■ Exercise prompt ■
Wherever a line in the records contains the word "this", return that line.

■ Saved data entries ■
######
PR #34, opened 2026-04-16
feat(vaults): OAuth refresh + lifecycle hygiene

eumemic:
## Summary

Closes a real gap and a handful of mechanical issues in the vault system. Eight TDD cycles, one commit each.

**Headline**: `mcp_oauth` credentials now actually refresh server-side. Before this PR they stored `refresh_token`, `client_secret`, `token_endpoint`, `token_endpoint_auth` but `resolve_auth_headers` never touched them — once the access token expired, MCP calls failed. `mcp_oauth` was functionally equivalent to `static_bearer` with extra metadata.

### What's in it

- **OAuth refresh** — lazy hook in `resolve_auth_headers` with 30s skew; supports all three `token_endpoint_auth` methods (`none`, `client_secret_basic`, `client_secret_post`). Refresh failures raise `OAuthRefreshError` (502) — no silent fallback to the stale token. The model sees the resulting MCP error in its tool result envelope.
- **Concurrency-safe refresh** — `SELECT … FOR UPDATE` row lock on the credential, plus a post-lock `expires_at` re-check so concurrent resolvers don't stampede the OAuth provider.
- **Race-free 20-credential cap** — vault-row lock around the count+insert in `create_vault_credential`. Without it, two parallel inserts could both observe `count == 19` and overflow.
- **Cascade delete + zero-on-archive** — migration 0015 adds `ON DELETE CASCADE` to `vault_credentials.vault_id`. `archive_vault_credential` and `archive_vault` zero the encrypted blob bytes (defense in depth, matches Anthropic Managed Agents' "purges the secret payload" semantic).
- **Typed `token_endpoint_auth`** — discriminated Pydantic union (`TokenEndpointAuthNone | …Basic | …Post`). The flat `client_secret` field is gone; `client_secret` lives inside the Basic/Post variants. Required so we can correctly authenticate the refresh POST.
- **Cleaner internals** — combined credential+blob query (one round-trip vs two on the update path); `_UNSET` query-layer sentinel replaced with `EllipsisType` so the service no longer reaches into private query symbols.

### Out of scope

Wire-compat with Anthropic's nested `auth: { ... }` schema (Phase C). No Anthropic SDK consumers planned — internal API only.

### Behavior changes worth flagging

- `metadata=null` from a client now sets the column to JSON null (previously silently ignored — latent bug).
- Schema change is breaking for any existing dev DB with old `token_endpoint_auth: str` data. Per `CLAUDE.md` "no backwards-compat shims", recreate the DB; no data migration.
- New 502 error type `oauth_refresh_error` exposed to API consumers.

## Test plan

- [x] `uv run pytest tests/unit -q` — **461 passed** (30 new for the typed union, refresh logic, no-`_UNSET` service contract, and skew gating)
- [x] `DOCKER_HOST=… uv run pytest tests/e2e tests/integration -q` — **110 passed** (8 new: race-fix concurrency, combined query, archive zeroing, cascade delete, plus three end-to-end refresh tests against real Postgres)
- [x] **Concurrency lock verified end-to-end**: `test_concurrent_resolve_only_refreshes_once` spawns 5 parallel `resolve_auth_headers` calls on an expired credential and asserts exactly one POST to the patched OAuth endpoint. Without the row lock + double-check, this test fails non-deterministically.

### DIFF
--- a/migrations/versions/0015_vault_credentials_cascade.py
+++ b/migrations/versions/0015_vault_credentials_cascade.py
@@ -7,7 +7,7 @@ Postgres handle the child row cleanup, so ``delete_vault`` collapses
 to a single statement.
 
 Note: this only affects ``DELETE`` paths. ``archive_vault`` is an
-``UPDATE`` and does not trigger the cascade — the service-layer code
+``UPDATE`` and does not trigger the cascade — ``queries.archive_vault``
 explicitly zeros child credentials' encrypted blobs in the same
 transaction.
 
--- a/migrations/versions/0015_vault_credentials_cascade.py
+++ b/migrations/versions/0015_vault_credentials_cascade.py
######
■ Result below ■
**Headline**: `mcp_oauth` credentials now actually refresh server-side. Before this PR they stored `refresh_token`, `client_secret`, `token_endpoint`, `token_endpoint_auth` but `resolve_auth_headers` never touched them — once the access token expired, MCP calls failed. `mcp_oauth` was functionally equivalent to `static_bearer` with extra metadata.
- [x] **Concurrency lock verified end-to-end**: `test_concurrent_resolve_only_refreshes_once` spawns 5 parallel `resolve_auth_headers` calls on an expired credential and asserts exactly one POST to the patched OAuth endpoint. Without the row lock + double-check, this test fails non-deterministically.
 Note: this only affects ``DELETE`` paths. ``archive_vault`` is an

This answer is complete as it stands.